The problem => Whenever a line in the listing contains "master", copy that line.

[[ Task input open ]]

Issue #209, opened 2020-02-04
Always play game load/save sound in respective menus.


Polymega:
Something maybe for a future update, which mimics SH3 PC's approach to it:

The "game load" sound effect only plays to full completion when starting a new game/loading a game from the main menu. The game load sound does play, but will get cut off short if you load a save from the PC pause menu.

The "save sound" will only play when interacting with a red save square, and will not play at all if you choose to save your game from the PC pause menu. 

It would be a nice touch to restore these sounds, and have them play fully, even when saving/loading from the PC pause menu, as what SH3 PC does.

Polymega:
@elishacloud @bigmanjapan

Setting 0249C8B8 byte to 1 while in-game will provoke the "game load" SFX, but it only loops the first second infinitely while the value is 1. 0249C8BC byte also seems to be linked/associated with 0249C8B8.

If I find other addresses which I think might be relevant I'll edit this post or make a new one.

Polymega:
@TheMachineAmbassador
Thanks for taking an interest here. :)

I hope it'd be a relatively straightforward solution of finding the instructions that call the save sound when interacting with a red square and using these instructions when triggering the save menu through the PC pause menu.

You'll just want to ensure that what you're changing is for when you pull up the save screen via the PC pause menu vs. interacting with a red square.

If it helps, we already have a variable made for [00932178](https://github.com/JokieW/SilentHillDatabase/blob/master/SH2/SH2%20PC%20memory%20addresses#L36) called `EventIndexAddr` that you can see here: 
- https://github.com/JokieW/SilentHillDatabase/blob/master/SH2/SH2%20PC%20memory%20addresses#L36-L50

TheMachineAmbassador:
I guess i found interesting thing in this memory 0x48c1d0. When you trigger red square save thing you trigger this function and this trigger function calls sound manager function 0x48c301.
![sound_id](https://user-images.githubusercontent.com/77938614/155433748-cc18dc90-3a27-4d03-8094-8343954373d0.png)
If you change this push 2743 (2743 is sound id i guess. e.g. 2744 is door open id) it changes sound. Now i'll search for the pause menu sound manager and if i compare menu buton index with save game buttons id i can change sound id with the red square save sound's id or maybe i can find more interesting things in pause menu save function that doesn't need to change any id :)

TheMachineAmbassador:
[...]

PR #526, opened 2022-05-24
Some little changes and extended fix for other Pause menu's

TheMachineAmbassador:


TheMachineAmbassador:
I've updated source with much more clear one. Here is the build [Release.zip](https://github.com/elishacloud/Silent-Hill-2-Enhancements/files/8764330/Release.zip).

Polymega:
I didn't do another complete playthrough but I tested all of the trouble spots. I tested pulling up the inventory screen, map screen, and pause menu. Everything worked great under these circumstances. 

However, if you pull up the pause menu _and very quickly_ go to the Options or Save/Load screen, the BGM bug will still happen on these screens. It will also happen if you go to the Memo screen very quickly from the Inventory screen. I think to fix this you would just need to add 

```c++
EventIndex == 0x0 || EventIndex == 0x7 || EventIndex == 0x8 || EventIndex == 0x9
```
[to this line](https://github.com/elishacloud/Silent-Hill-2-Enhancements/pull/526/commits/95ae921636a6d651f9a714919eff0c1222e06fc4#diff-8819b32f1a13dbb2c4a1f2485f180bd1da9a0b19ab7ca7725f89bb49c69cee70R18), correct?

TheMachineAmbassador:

[[ Task input closed ]]

Result of this exercise =>
If it helps, we already have a variable made for [00932178](https://github.com/JokieW/SilentHillDatabase/blob/master/SH2/SH2%20PC%20memory%20addresses#L36) called `EventIndexAddr` that you can see here: 
- https://github.com/JokieW/SilentHillDatabase/blob/master/SH2/SH2%20PC%20memory%20addresses#L36-L50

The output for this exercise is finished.